Table 4 k parameter used to convert biaxial stress-strain curve into equivalent stress-strain curve, for each dual phase steel

The final result of converting biaxial data and including it in the equivalent hardening curve is presented in Fig. 10, for every dual phase steel. It is observed that using the selected method there is a good first derivative continuity for the extension of hardening curve based on bulge test, both for DP500 and DP780. As for DP600 there is a less perfect continuity in the transition between tensile data and bulge data, although being still very smooth and having a good overall behaviour.

Fig. 10
figure 10

Combination of stress-strain curve from tensile test with biaxial stress-strain curve, based on the principle of equivalent work and method of maximum values of stress and strain from uniaxial tensile test

4 Conclusions

Three dual-phase steels with different amounts of martensite (DP500, DP600 and DP780) were selected and investigated for characterization and analysis of mechanical and microstructural analysis.

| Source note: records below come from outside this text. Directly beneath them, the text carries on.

PR #62, opened 2017-06-14
Windows support

Motakjuq:
Add windows support

---
This change is [Reviewable](https://reviewable.io/reviews/dgraph-io/badger/62)

PR #1451, opened 2020-08-04
Fix build on Plan 9

fhs:
Plan 9 doesn't have mmap, so we just return an error.

File locking is implemented using the exclusive mode bit.
From http://man.cat-v.org/plan_9/5/open:

>   If the file is marked for exclusive use (see stat(5)), only
>   one client can have the file open at any time.  That is,
>   after such a file has been opened, further opens will fail
>   until fid has been clunked.

Initial attempt at implementing directory locking using this method was
not successful because badger seems to be opening the directory multiple
times (at least while running the test suite). As a workaround, we lock
the pid lock file instead of the directory itself, same as the windows
implementation.

---
This change is [Reviewable](https://reviewable.io/reviews/dgraph-io/badger/1451)

### DIFF
--- a/dir_plan9.go
+++ b/dir_plan9.go
@@ -37,7 +37,8 @@ type directoryLockGuard struct {
 // acquireDirectoryLock gets a lock on the directory.
 // It will also write our pid to dirPath/pidFileName for convenience.
 // readOnly is not supported on Plan 9.
-func acquireDirectoryLock(dirPath string, pidFileName string, readOnly bool) (*directoryLockGuard, error) {
+func acquireDirectoryLock(dirPath string, pidFileName string, readOnly bool) (
+	*directoryLockGuard, error) {
 	if readOnly {
 		return nil, ErrPlan9NotSupported
 	}
--- a/dir_plan9.go
+++ b/dir_plan9.go
@@ -52,6 +52,13 @@ func acquireDirectoryLock(dirPath string, pidFileName string, readOnly bool) (*d
 	// If the file was unpacked or created by some other program, it might not
 	// have the ModeExclusive bit set. Set it before we call OpenFile, so that we
 	// can be confident that a successful OpenFile implies exclusive use.
+	//
+	// OpenFile fails if the file ModeExclusive bit set *and* the file is already open.
+	// So, if the file is closed when the DB crashed, we're fine. When the process
+	// that was managing the DB crashes, the OS will close the file for us.
+	//
+	// This bit of code is copied from Go's lockedfile internal package:
+	// https://github.com/golang/go/blob/go1.15rc1/src/cmd/go/internal/lockedfile/lockedfile_plan9.go#L58
 	if fi, err := os.Stat(absPidFilePath); err == nil {
 		if fi.Mode()&os.ModeExclusive == 0 {
 			if err := os.Chmod(absPidFilePath, fi.Mode()|os.ModeExclusive); err != nil {
--- a/dir_plan9.go
+++ b/dir_plan9.go
@@ -28,7 +28,7 @@ import (
 // directoryLockGuard holds a lock on a directory and a pid file inside.  The pid file isn't part
 // of the locking mechanism, it's just advisory.
 type directoryLockGuard struct {
-	// File handle on the directory, which we've flocked.
+	// File handle on the directory, which we've locked.
 	f *os.File
 	// The absolute path to our pid file.
 	path string
@@ -72,7 +72,7 @@ func acquireDirectoryLock(dirPath string, pidFileName string, readOnly bool) (*d
 	}
 
 	_, err = fmt.Fprintf(f, "%d\n", os.Getpid())
-	if err != nil {
+	if _, err = fmt.Fprintf(f, "%d\n", os.Getpid()); err != nil {
 		f.Close()
 		return nil, errors.Wrapf(err, "could not write pid")
 	}
--- a/dir_plan9.go
+++ b/dir_plan9.go
@@ -1,7 +1,5 @@
-// +build !windows,!plan9
-
 /*
- * Copyright 2017 Dgraph Labs, Inc. and Contributors
+ * Copyright 2020 Dgraph Labs, Inc. and Contributors
  *
  * Licensed under the Apache License, Version 2.0 (the "License");
  * you may not use this file except in compliance with the License.
@@ -20,12 +18,11 @@ package badger
 
 import (
 	"fmt"
-	"io/ioutil"
 	"os"
 	"path/filepath"
+	"strings"
 
 	"github.com/pkg/errors"
-	"golang.org/x/sys/unix"
 )
 
 // directoryLockGuard holds a lock on a directory and a pid file inside.  The pid file isn't part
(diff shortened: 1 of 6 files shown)


dir_plan9.go
```diff
@@ -0,0 +1,146 @@
...
+	if err != nil {
+		return nil, errors.Wrap(err, "cannot get absolute path for pid lock file")
+	}
+
+	// If the file was unpacked or created by some other program, it might not
+	// have the ModeExclusive bit set. Set it before we call OpenFile, so that we
+	// can be confident that a successful OpenFile implies exclusive use.
+	if fi, err := os.Stat(absPidFilePath); err == nil {
+		if fi.Mode()&os.ModeExclusive == 0 {
+			if err := os.Chmod(absPidFilePath, fi.Mode()|os.ModeExclusive); err != nil {
```
jarifibrahim, line 59: Let's say your DB crashed. Now when we reopen it, we will set the `ModeExclusive` bit here and then the `openFile` would fail because the file already has `ModeExclusive` bit set, isn't it?

dir_plan9.go
```diff
@@ -0,0 +1,146 @@
...
+		if isLocked(err) {
+			return nil, errors.Wrapf(err,
+				"Cannot open pid lock file %q.  Another process is using this Badger database",
+				absPidFilePath)
+		}
+		return nil, errors.Wrapf(err, "Cannot open pid lock file %q", absPidFilePath)
+	}
+
+	_, err = fmt.Fprintf(f, "%d\n", os.Getpid())
+	if err != nil {
```
jarifibrahim, line 75: nit: Can be written in a single line.
```suggestion
	if _, err = fmt.Fprintf(f, "%d\n", os.Getpid()); err != nil {
```

dir_plan9.go
```diff
@@ -0,0 +1,146 @@
...
+		f.Close()
+		return nil, errors.Wrapf(err, "could not write pid")
+	}
+	return &directoryLockGuard{f, absPidFilePath, readOnly}, nil
+}
+
+// Release deletes the pid file and releases our lock on the directory.
+func (guard *directoryLockGuard) release() error {
+	var err error
+	if !guard.readOnly {
```
jarifibrahim, line 85: Wouldn't this always be true? We don't allow acquiring lock in a read-only mode.
We can even remove the `readOnly` from the guard itself.

dir_plan9.go
```diff
@@ -0,0 +1,146 @@
...
+	"path/filepath"
+	"strings"
+
+	"github.com/pkg/errors"
+)
+
+// directoryLockGuard holds a lock on a directory and a pid file inside.  The pid file isn't part
+// of the locking mechanism, it's just advisory.
+type directoryLockGuard struct {
+	// File handle on the directory, which we've flocked.
```
jarifibrahim, line 31:
```suggestion
	// File handle on the directory, which we've locked.
```

dir_plan9.go
fhs: `OpenFile` fails if the file `ModeExclusive` bit set *and* the file is already open. So, if the file is closed when the DB crashed, we're fine. When the process that was managing the DB crashes, the OS will close the file for us.

This bit of code is actually copied from Go's lockedfile internal package: https://github.com/golang/go/blob/go1.15rc1/src/cmd/go/internal/lockedfile/lockedfile_plan9.go#L58

dir_plan9.go
fhs: I was trying to keep the code similar to `dir_unix.go`, but I can remove `readOnly`.

dir_plan9.go
jarifibrahim: @fhs can you please add your comment as the code comment and add the link too for future references?

dir_plan9.go
```diff
@@ -0,0 +1,146 @@
...
+	if err != nil {
+		if isLocked(err) {
+			return nil, errors.Wrapf(err,
+				"Cannot open pid lock file %q.  Another process is using this Badger database",
+				absPidFilePath)
+		}
+		return nil, errors.Wrapf(err, "Cannot open pid lock file %q", absPidFilePath)
+	}
+
+	_, err = fmt.Fprintf(f, "%d\n", os.Getpid())
```
jarifibrahim, line 74: This should be removed now since we added it to the line below.

dir_plan9.go
fhs: Done

dir_plan9.go
fhs: Done

dir_plan9.go
fhs: Oops, done.

fhs:
I've added `GOOS=plan9` build to travis CI.

dir_plan9.go
```diff
@@ -0,0 +1,147 @@
...
+	//
+	// This bit of code is copied from Go's lockedfile internal package:
+	// https://github.com/golang/go/blob/go1.15rc1/src/cmd/go/internal/lockedfile/lockedfile_plan9.go#L58
+	if fi, err := os.Stat(absPidFilePath); err == nil {
+		if fi.Mode()&os.ModeExclusive == 0 {
+			if err := os.Chmod(absPidFilePath, fi.Mode()|os.ModeExclusive); err != nil {
+				return nil, errors.Wrapf(err, "could not set exclusive mode bit")
+			}
+		}
+	}
```
NamanJain8, line 68: If err in line #62 is not nil, shouldn't we return with the error code?

y/file_dsync.go
```diff
@@ -1,4 +1,4 @@
-// +build !dragonfly,!freebsd,!windows
+// +build !dragonfly,!freebsd,!windows,!plan9
```
NamanJain8, line 1: Shouldn't `plan9` be present in `y/file_nodsync.go` file? Otherwise the `datasyncFileFlag` would always be 0.

dir_plan9.go
jarifibrahim: Nice catch @NamanJain8 . We might need something like this 
```suggestion
	} else if !os.IsNotExist(err) {
		return nil, err
	}
```

y/file_dsync.go
fhs: Plan 9's `syscall.O_SYNC` has a made up value of 0 (since Plan 9 doesn't support it) but you're right, `plan9` tag should be added to `file_nodsync.go` for consistency.

dir_plan9.go
fhs: Yep, that's how it's done in the `lockedfile` package, where I copied this from. Don't know how I missed it. Done.

y/file_dsync.go
fhs: Done

jarifibrahim (approved):
LGTM. Thanks for the PR @fhs :tada:  . I made one small line length change on this PR.

I'll merge this PR once CI finishes.

fhs:
When can I expect this to be included in a release? I need this in a v1.6.x release to get ipfs working, but I can also wait for v1.7.0. IPFS tracking issue for Plan 9 support: https://github.com/ipfs/go-ipfs/issues/7575

jarifibrahim:
We will be doing a badger 1.x release this week. This patch would be in that release.

@NamanJain8 This needs to go in 1.x release.

francislavoie:
Looks like this was never backported to badger v2. Could we make that happen?

Building against `v2.2007.3` which is the version Caddy is currently depending on (via smallstep) yields these errors:

```
# github.com/dgraph-io/badger/v2/y
..\..\..\..\go\pkg\mod\github.com\dgraph-io\badger\v2@v2.2007.3\y\file_dsync.go:24:21: undefined: unix.O_DSYNC
..\..\..\..\go\pkg\mod\github.com\dgraph-io\badger\v2@v2.2007.3\y\mmap_unix.go:30:11: undefined: unix.PROT_READ
..\..\..\..\go\pkg\mod\github.com\dgraph-io\badger\v2@v2.2007.3\y\mmap_unix.go:32:12: undefined: unix.PROT_WRITE
..\..\..\..\go\pkg\mod\github.com\dgraph-io\badger\v2@v2.2007.3\y\mmap_unix.go:34:9: undefined: unix.Mmap
..\..\..\..\go\pkg\mod\github.com\dgraph-io\badger\v2@v2.2007.3\y\mmap_unix.go:34:54: undefined: unix.MAP_SHARED
..\..\..\..\go\pkg\mod\github.com\dgraph-io\badger\v2@v2.2007.3\y\mmap_unix.go:39:9: undefined: unix.Munmap
..\..\..\..\go\pkg\mod\github.com\dgraph-io\badger\v2@v2.2007.3\y\mmap_unix.go:46:11: undefined: unix.MADV_NORMAL
..\..\..\..\go\pkg\mod\github.com\dgraph-io\badger\v2@v2.2007.3\y\mmap_unix.go:48:11: undefined: unix.MADV_RANDOM
..\..\..\..\go\pkg\mod\github.com\dgraph-io\badger\v2@v2.2007.3\y\mmap_unix.go:50:9: undefined: unix.Madvise
```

The incompatibilities of deformation between soft ferritic matrix and the hard martensite particles promotes a very inhomogeneous plastic deformation of the ferrite grains and the selected dual-phase steels sheets show an anisotropic behaviour for monotonic tensile tests, which is due and related to their initial crystallographic texture. The corresponding relation and prediction has been performed by a VPSC (viscoplastic self-consistent) model and its results show a good agreement with the experiments.

The conversion of bulge data to the equivalent stress-strain hardening curve by using the method of maximum values of stress and strain from uniaxial tensile test has shown to provide a good correlation, in order to obtain the extension of hardening information for selected dual phase steels, thus giving possibility of material characterization for higher strain values based on experimental data.